Issue #182, opened 2015-09-03
Pattern based registrations and multiple matching registrations


oberstet:
With pattern based registrations, define the behavior when a single call matches more than one of a _Callee's_ registrations or more than one registration in general.

konsultaner:
My first thought was that it should only be allowed if [shared_registration] (https://github.com/tavendo/WAMP/blob/master/spec/advanced/shared-registration.md) is supported. Otherwize the registration should have already send an error. 

But thinking of a message monitoring scenario. I would then register to the very base of my uri-set.

    com.project.procedures.shop.buy-withPayPal
    com.project.procedures.shop.buy-withSomethingElse
    com.project.procedures.shop.deleteFromCart
    com.project.procedures.shop.addToCart
    ...
    com.project.procedures.forum.addComment
    com.project.procedures.forum.somethingElse
    ...

If wanted to track all my shop activities, I would additionally register a

    [
        64,
        612352435,
        {
            "match": "prefix"
        },
        "com.project.procedures.shop"
    ]

Or if I want to track all buy calls, I could register

    [
        64,
        612352435,
        {
            "match": "prefix"
        },
        "com.project.procedures.shop.buy"
    ]

---------------

I could also think of a second way to handle this. Thinking in object-orientation the pattern based registration could be something like a callable abstract. So the router could forward all messages to the pattern based registration until there is a concrete or closer match. If this happens the router would send it to the callee that had the better match. 

---------------

I'm not sure what to prefer but I cannot think of a scenario where the second attempt would make sense. So I would say: send the call to all matches.

konsultaner:
Is this a problem of WAMP or a business logic problem? Imagine you provide the pattern based registration and shared registration to your callees. One Callee registers a concrete procedure like ```com.example.procedure.something``` and also adds a procedure to track all procedure calls with ```com.example.procedure..```. If another callee only adds ```com.example.procedure.something``` and not ```com.example.procedure..```, the wildcard procedure would be call only every second call if the policy was round robin.

I'd say this is a business logic problem...

mbonneau:
For all use cases I can come up with (which I am sure is incomplete), it seems that URI parts are basically becoming arguments to the RPC.

The complexity added by having to figure out how to handle this issue where both the ```CALL``` and the ```REGISTER``` are able to use pattern/prefix-based URIs is too much to make it worth it.

The best solution is not allowing this on ```REGISTER```. Just move the "argument" part of the URI to the arguments. A call:
[...]

PR #305, opened 2018-03-27
Described pattern-based RPC call routing

KSDaemon:
Tried to combine all our thoughts and extend it with examples.
Refs #182


oberstet:
Are we certain, that this set of rules always leads to either exactly one best matching registration or "procedure not found"?

KSDaemon:
I do think so! :) 
@oberstet do you think, it's not clear right now? Should define more clearly?

oberstet:
LGTM! So, not sure if we agreed upon "required upvotes", but in any case, the material in the PR is a summary of what was discussed broadly before. So I am merging this;)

######

[TASK DETAILS]:
On how many lines of the records above does the word "project" appear? Answer with only that number.

[RESPONSE]:
8